A radiopharmaceutical drug from Novartis kept a rare type of neuroendocrine cancer at bay for longer than did standard therapy, according to detailed clinical trial results unveiled by the Swiss drugmaker on Friday. 

Adding the drug, sold by Novartis as Lutathera, to a high-dose hormonal therapy called octreotide cut the risk of disease progression or death by 72% over octreotide alone, the company said. The data are from a Phase 3 trial of people who had not previously received treatment for their gastroenteropancreatic neuroendocrine tumors, which are referred to as GEP-NETs for short. 

Novartis previously said the trial had succeeded in September, but did not disclose detailed data on the drug’s benefit. The full findings were presented at the American Society of Clinical Oncology’s Gastrointestinal Cancers Symposium. 

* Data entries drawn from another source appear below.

PR #406, opened 2019-05-07
Allow sigma network to do Znode

nopslide:
In activeznode.cpp, there is following condition that does not allow znode to enable

```
if (infoMn.nProtocolVersion < MIN_ZNODE_PAYMENT_PROTO_VERSION_1
                || infoMn.nProtocolVersion > MIN_ZNODE_PAYMENT_PROTO_VERSION_2) 
```

so changing value in MIN_ZNODE_PAYMENT_PROTO_VERSION_2 to match with Protocol Verison

### DIFF
--- a/src/znode-payments.h
+++ b/src/znode-payments.h
@@ -24,7 +24,7 @@ static const int MNPAYMENTS_SIGNATURES_TOTAL            = 10;
 // V1 - Last protocol version before update
 // V2 - Newest protocol version
 static const int MIN_ZNODE_PAYMENT_PROTO_VERSION_1 = 90024;
-static const int MIN_ZNODE_PAYMENT_PROTO_VERSION_2 = 90026;
+static const int MIN_ZNODE_PAYMENT_PROTO_VERSION_2 = 90027;
 
 extern CCriticalSection cs_vecPayees;
 extern CCriticalSection cs_mapZnodeBlocks;


nopslide:
@psolstice need ur input

reubenyap:
Not needed according to @psolstice

nopslide:
I don't agree with this issue closing, 
If you take a look at https://github.com/zcoinofficial/zcoin/blob/sigma/src/version.h#L12
`static const int PROTOCOL_VERSION = 90027;`

along with following this line https://github.com/zcoinofficial/zcoin/blob/sigma/src/znode.cpp#L35

`nProtocolVersion(PROTOCOL_VERSION),`


so with the code in activeznode.cpp

`if (infoMn.nProtocolVersion < MIN_ZNODE_PAYMENT_PROTO_VERSION_1
                || infoMn.nProtocolVersion > MIN_ZNODE_PAYMENT_PROTO_VERSION_2) {
            nState = ACTIVE_ZNODE_NOT_CAPABLE;
            strNotCapableReason = "Invalid protocol version";
            LogPrintf("CActiveZnode::ManageStateRemote -- %s: %s\n", GetStateString(), strNotCapableReason);
            return;
        }`

if you take a look at https://github.com/zcoinofficial/zcoin/blob/sigma/src/znode-payments.h#L26
static const int MIN_ZNODE_PAYMENT_PROTO_VERSION_1 = 90024;
static const int MIN_ZNODE_PAYMENT_PROTO_VERSION_2 = 90026;

you will see (90027 < 90024) || (90027 > 90026), with this value, it will be TRUE, and it will show "Invalid protocol version"

nopslide:
This problem linked to this issue no. 
https://github.com/zcoinofficial/zcoin/issues/413

When u testing on testnet, this problem won't show, coz it is not reach the block height.

psolstice:
#446 does the same more effectively

PR #407, opened 2019-05-08
Fix sigma states corrupted when disconnect block

ultimaweapon:
This PR also convert indentation for `src/zerocoin_v3.cpp` from tabs to spaces too. So try to review each commit will be more easy to read.

### DIFF
--- a/src/zerocoin_v3.cpp
+++ b/src/zerocoin_v3.cpp
@@ -30,140 +30,140 @@ sigma::ParamsV3* ZCParamsV3 = sigma::ParamsV3::get_default();
 static CZerocoinStateV3 zerocoinStateV3;
 
 static bool CheckZerocoinSpendSerialV3(
-		CValidationState &state,
-		CZerocoinTxInfoV3 *zerocoinTxInfoV3,
-		const Scalar &serial,
-		int nHeight,
-		bool fConnectTip) {
-	// check for zerocoin transaction in this block as well
-	if (zerocoinTxInfoV3 &&
-			!zerocoinTxInfoV3->fInfoIsComplete &&
-			zerocoinTxInfoV3->spentSerials.find(serial) != zerocoinTxInfoV3->spentSerials.end())
-		return state.DoS(0, error("CTransaction::CheckTransaction() : two or more spends with same serial in the same block"));
+        CValidationState &state,
+        CZerocoinTxInfoV3 *zerocoinTxInfoV3,
+        const Scalar &serial,
+        int nHeight,
+        bool fConnectTip) {
+    // check for zerocoin transaction in this block as well
+    if (zerocoinTxInfoV3 &&
+            !zerocoinTxInfoV3->fInfoIsComplete &&
+            zerocoinTxInfoV3->spentSerials.find(serial) != zerocoinTxInfoV3->spentSerials.end())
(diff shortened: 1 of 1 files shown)


src/zerocoin_v3.cpp
```diff
@@ -648,10 +642,15 @@ void CZerocoinStateV3::RemoveBlock(CBlockIndex *index) {
 			mintedPubCoins.erase(coinIt);
 		}
 	}
+
+	index->mintedPubCoinsV3.clear();
```
martun: Is variable index used anywhere else, after we remove the block?

src/zerocoin_v3.cpp
```diff
@@ -471,12 +462,7 @@ bool ConnectBlockZCV3(
 				zerocoinStateV3.AddSpend(serial.first);
 			}
 		}
-        // Shows if V3 sigma mints are now allowed.
-        bool V3MintsAllowed = (pindexNew->nHeight >= Params().GetConsensus().nSigmaStartBlock);
```
martun: Can you describe me how this was causing the sync problems? I'm just curious to know.

ultimaweapon:
@psolstice you can click on each commit to review it one by one.

src/zerocoin_v3.cpp
ultimaweapon: Yes it not destroy and it will be reuse later so that why it make state corrupted.

psolstice:
Still I don't like the idea of tabs/spaces fixes mixed with the relevant changes

src/zerocoin_v3.cpp
martun: Aha, so it's not cleared, and it can be used only in the case where we RETURN to this branch of the blockchain right? In that case this index is re-used, and we need to clean it up. 

Can you add a long comment to the code describing it? Because if someone want to read this code in the future, that would help a lot. It was not obvious to me at all.

src/zerocoin_v3.cpp
psolstice: This is exactly the problem I warned about. If block gets disconnected and gets connected again and mints are not cleared they will be doubled

psolstice: Once the block header is downloaded CBlockIndex is retained and reused if referenced later. Even in case when the block is disconnected

ultimaweapon: Nope this one is not the problems. But rejecting sigma mint before activation block is not the right way as we discussed before so I remove it. We don't need to check here because `pblock->zerocoinTxInfoV3->mints` will always empty if sigma is not activated yet.

src/zerocoin_v3.cpp
ultimaweapon: Okay good idea. I will add comment here.

ultimaweapon:
@psolstice what is the problems with that? There is 2 choices if we want to go that way:

1. Discard the latest commit and force push to this PR. This will make it harder for other people that already review due to they cannot continue review just a new commits, they need to review the whole PR again. This also make PR history look weird too when someone take a look on this PR later.
2. Close this PR and open a new one. Other people that already review also need to review the whole PR again.

src/zerocoin_v3.cpp
psolstice: I'm pretty sure I was writing comments to different line of code and now it's here. Weird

“These findings should instill confidence among physicians in using Lutathera as a first-line treatment for patients with this life-threatening type of cancer,” said Simron Singh, an associate professor of medicine at the University of Toronto, in a statement provided by Novartis. 

The results showed trial participants who received Lutathera plus octreotide went a median of nearly two years before either cancer progression or death, compared to just eight months for those given only octreotide. The study is continuing to assess how long patients in each group lived following treatment. 

About nine in 10 participants in the Lutathera group received all four planned cycles of treatment. The most common side effects were nausea, diarrhea and abdominal pain. About five percent of Lutathera-treated patients had notable decreases in white blood cell counts.

Lutathera is what’s known as a radiopharmaceutical. The radioisotope lutetium Lu-177 dotatate is paired with a targeting ligand that seeks out a protein called SSTR that’s found on GEP-NET tumors. It’s one of two radiopharmaceutical drugs Novartis sells and its success has helped catalyze a rush of investment into the field.